If you can build them but things don't work after that, you may have to
change something in the syscomp directory, or something in the run time
sources directory
	$usepop/pop/src/
or something in
	$usepop/pop/extern/lib

The stuff in the sysdoc directory explains how to use the three main
system saved images to recompile everything in your environment (using
pgcomp), archive the binaries (using pglibr) then relink (using pglink).

If that all works then use 'pglink -core' to create a new version of
corepop (It creates a newpop11, which you copy -- using cp not mv -- to
corepop).

> I first tried poplink_cmnd to see if I could create runnable files,
> but got a lot of undefined references.

Exactly what they are could make a difference to what you should do
next.

Also if you have an old v15.53 one problem may be wrong path names in
the poplink_cmnd file. Until very recently the environment variables in
That's one of the changes in v15.6: the environment variables are
used in poplink_cmnd, so that the system is not location dependent.

But it sounds as if you got beyond that.

> First, there is '___brk_addr' in 'aextern.s'.  I've actually scoured
> my linux system to see if I could find any reference to this, but failed,

giving google

    linux brk_addr

produces lots of references. Maybe one of them will answer your
question.

If it is in aextern.s then it may be relevant to dynamic linking.

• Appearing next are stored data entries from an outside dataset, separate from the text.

PR #179, opened 2026-05-06
update go-nvml with changes from cuda 13.2.1

tariq1890:
The following commands were run to update the go-nvml API with the latest changes from CUDA 13.2.1

- `make update-nvml-h`
- `make bindings`
- `go generate ./...`


tariq1890:
Raised PR #180 to address the CI failures

klueska:
This doesn't seem to update any of versioned libs, or add any of the wrapper functions as described in the README.

tariq1890:
@klueska I have added the wrapper functions. As for the new versioned methods, I am not able to do the expected symbol remapping as the input/output struct types are also versioned.  These struct versions are also different in each of these versioned methods.

klueska:
There should be an intermediate PR for CUDA 13.1.x that lands before this one.

gen/nvml/nvml.yml
```diff
@@ -52,6 +52,7 @@ TRANSLATOR:
     const:
       - {action: accept, from: "^NVML_"}
       - {action: accept, from: "^nvml"}
+      - {action: ignore, from: "NVML_MCDM_SUPPORT"}
```
klueska, line 55: Why did this need ignoring?

examples/gpm-metrics/main.go
```diff
@@ -89,7 +89,7 @@ func collectGPMMetrics(i int) error {
 		NumMetrics: 1,
 		Sample1:    sample1,
 		Sample2:    sample2,
-		Metrics: [210]nvml.GpmMetric{
+		Metrics: [333]nvml.GpmMetric{
```
klueska, line 92: Why did this number need bumping?

gen/nvml/nvml.h
klueska, line 139: You only need to create an alias to a versioned function if it appears in this list. In this update, this list is unmodified, so there are no new versioned function aliases necessary.

Makefile
```diff
@@ -182,7 +182,7 @@ clean-bindings:
 	rm -f $(PKG_BINDINGS_DIR)/zz_generated.api.go
 
 # Update nvml.h from the NVIDIA CUDA redistributable JSON
-update-nvml-h: CUDA_VERSION := 13.0.0
+update-nvml-h: CUDA_VERSION := 13.2.1
```
klueska, line 185: We need an intermediate PR for the 13.1 change before this one. We are unfortunately behind on updating this, but that doesn't mean we should just skip a version.

gen/nvml/nvml.h
```diff
@@ -11687,12 +12173,96 @@ typedef struct
...
+} nvmlPRMCounterValue_v1_t;
+
+/**
+ * PRM Counter Structure v1
+ */
+typedef struct
+{
+    unsigned int counterId;                 //!< Counter ID, one of \ref nvmlPRMCounterId_t
+    /* Input data */
+    nvmlPRMCounterInput_v1_t inData;        //!< PRM input values
```
klueska, line 12233: Since this struct has input values, we need to make sure our wrappers take this struct as an input. There should be other examples of this in older PRs.

pkg/nvml/device.go
klueska, line 1: I didn't look closely yet, but do any of the structs used here require the NVML_STRUCT_VERSION to be set?

gen/nvml/nvml.yml
tariq1890: This variable was not being rendered properly, so it led to a compilation error in `nvml.go`. Ignoring it was the only way to unblock this

Makefile
tariq1890: Understood

gen/nvml/nvml.yml
tariq1890: This is what the constant gets rendered as  in `nvml.go`

```
const (
// NO_UNVERSIONED_FUNC_DEFS as defined in go-nvml/<predefine>:24
NO_UNVERSIONED_FUNC_DEFS = 1
// MCDM_SUPPORT as defined in nvml/nvml.h:106
[77 67 68 77 95 83 85 80 80 79 82 84]
// API_VERSION as defined in nvml/nvml.h:111
API_VERSION = 13
// API_VERSION_STR as defined in nvml/nvml.h:112
API_VERSION_STR = "13"
// VALUE_NOT_AVAILABLE as defined in nvml/nvml.h:156
VALUE_NOT_AVAILABLE = -1
```

You can see that `MCDM_SUPPORT` is mis-rendered

tariq1890:
> There should be an intermediate PR for CUDA 13.1.x that lands before this one.

#182

pkg/nvml/device.go
tariq1890: Yes, this struct :

```
type RusdSettings_v1 struct {
	Version  uint32
	PollMask uint64
}
```
I've addressed this in #182

gen/nvml/nvml.h
tariq1890: Thanks for the tip, this is good to know

examples/gpm-metrics/main.go
tariq1890: This struct's schema was [updated](https://github.com/NVIDIA/go-nvml/pull/179/changes#diff-ad3ff5c9177f2f40510389d741bcbb7870124a34f24ceeaddeea362a608ccffdR1476) in the latest nvml.h.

> so I really have no idea whther something like it is needed or not.
> I gather it has something to do with available stack, and I know that
> stack space is completely different on Be from Linux (but I don't
> remember how!)

This suggests to me that porting without changing system calls in the
poplog sources is doomed to fail, alas.

Since I know nothing about BeOS and have other urgent tasks, I'll leave
this for now. Maybe someone with more knowledge can help.